> _WHAT YOU SHOULD DO_:
For the entries below, how many lines contain the word "already"? Reply with the number and nothing else.

[Stored data entries]
================

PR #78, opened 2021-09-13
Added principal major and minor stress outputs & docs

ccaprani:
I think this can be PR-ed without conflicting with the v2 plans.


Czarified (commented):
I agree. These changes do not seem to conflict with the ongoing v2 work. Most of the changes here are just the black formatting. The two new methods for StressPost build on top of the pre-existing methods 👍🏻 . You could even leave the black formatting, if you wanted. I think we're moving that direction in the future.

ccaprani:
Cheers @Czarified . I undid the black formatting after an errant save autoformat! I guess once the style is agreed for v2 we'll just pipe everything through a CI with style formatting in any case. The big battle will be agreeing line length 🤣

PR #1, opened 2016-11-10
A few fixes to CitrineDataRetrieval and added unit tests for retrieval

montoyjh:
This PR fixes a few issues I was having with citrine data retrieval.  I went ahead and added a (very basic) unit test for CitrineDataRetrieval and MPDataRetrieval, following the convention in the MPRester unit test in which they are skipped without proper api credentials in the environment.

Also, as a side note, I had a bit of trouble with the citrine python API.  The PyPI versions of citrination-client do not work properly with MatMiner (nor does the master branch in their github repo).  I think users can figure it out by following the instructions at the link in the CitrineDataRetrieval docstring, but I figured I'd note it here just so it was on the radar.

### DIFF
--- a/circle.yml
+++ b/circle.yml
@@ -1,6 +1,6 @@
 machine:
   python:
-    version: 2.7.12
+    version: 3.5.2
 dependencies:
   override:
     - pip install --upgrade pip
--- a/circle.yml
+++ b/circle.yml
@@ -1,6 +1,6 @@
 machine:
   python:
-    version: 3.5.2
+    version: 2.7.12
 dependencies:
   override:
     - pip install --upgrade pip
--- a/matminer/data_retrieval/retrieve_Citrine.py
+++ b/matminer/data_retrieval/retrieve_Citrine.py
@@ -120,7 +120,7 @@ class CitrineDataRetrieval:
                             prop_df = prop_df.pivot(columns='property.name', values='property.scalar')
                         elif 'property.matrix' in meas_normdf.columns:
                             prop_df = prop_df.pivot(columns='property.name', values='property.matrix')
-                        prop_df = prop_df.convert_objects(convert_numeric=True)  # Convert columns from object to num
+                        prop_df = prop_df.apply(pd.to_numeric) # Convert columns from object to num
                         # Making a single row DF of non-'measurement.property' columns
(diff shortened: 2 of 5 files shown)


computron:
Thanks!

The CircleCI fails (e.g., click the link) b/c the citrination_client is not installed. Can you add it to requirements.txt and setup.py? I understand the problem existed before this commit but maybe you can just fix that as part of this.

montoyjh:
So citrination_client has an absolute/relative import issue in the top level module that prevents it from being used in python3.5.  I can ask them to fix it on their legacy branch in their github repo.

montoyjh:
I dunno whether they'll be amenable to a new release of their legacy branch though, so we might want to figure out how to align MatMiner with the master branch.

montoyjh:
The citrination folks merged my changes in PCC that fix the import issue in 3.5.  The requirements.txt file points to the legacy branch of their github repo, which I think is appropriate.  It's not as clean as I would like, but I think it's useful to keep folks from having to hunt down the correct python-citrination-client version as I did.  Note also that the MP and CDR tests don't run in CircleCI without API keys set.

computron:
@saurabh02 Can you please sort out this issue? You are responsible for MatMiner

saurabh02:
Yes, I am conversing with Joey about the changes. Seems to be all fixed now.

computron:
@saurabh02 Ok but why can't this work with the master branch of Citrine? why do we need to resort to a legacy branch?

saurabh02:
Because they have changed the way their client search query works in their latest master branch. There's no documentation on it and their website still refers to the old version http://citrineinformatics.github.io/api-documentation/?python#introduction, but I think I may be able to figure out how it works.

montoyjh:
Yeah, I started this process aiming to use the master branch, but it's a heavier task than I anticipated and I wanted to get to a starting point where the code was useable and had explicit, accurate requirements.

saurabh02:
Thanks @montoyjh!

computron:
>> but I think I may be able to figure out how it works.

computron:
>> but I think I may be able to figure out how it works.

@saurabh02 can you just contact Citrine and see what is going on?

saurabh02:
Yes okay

================

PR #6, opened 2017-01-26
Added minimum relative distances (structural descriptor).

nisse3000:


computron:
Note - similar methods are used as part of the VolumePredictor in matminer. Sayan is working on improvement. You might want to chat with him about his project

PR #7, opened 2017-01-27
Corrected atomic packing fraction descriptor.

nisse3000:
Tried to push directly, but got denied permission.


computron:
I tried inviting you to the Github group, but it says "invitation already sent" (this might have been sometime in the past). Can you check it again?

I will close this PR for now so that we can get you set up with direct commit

================

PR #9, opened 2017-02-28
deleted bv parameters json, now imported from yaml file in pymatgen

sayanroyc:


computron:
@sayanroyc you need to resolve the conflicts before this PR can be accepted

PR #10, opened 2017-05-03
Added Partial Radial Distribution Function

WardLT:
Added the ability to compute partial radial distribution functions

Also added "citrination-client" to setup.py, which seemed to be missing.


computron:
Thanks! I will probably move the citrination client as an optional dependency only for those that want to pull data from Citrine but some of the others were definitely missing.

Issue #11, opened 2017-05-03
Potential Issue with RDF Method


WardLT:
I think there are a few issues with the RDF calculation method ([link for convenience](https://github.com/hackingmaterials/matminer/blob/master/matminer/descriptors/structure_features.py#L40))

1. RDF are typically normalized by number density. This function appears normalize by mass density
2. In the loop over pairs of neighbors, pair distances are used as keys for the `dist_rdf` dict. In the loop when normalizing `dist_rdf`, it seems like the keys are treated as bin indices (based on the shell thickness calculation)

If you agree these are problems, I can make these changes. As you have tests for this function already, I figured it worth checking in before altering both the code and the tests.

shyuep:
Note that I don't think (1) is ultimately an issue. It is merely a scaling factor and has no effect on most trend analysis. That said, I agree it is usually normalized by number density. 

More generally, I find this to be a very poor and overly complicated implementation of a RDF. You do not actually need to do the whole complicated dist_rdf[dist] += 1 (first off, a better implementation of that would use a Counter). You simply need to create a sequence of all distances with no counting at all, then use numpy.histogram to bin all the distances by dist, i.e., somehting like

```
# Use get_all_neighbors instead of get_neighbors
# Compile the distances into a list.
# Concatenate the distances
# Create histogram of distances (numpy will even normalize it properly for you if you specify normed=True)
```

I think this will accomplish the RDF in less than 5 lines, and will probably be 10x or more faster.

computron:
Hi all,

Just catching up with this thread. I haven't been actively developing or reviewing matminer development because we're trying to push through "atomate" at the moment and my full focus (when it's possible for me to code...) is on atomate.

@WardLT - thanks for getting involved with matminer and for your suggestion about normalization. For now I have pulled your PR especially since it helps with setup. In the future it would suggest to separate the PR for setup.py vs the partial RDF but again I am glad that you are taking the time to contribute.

================

> _REPLY_:
2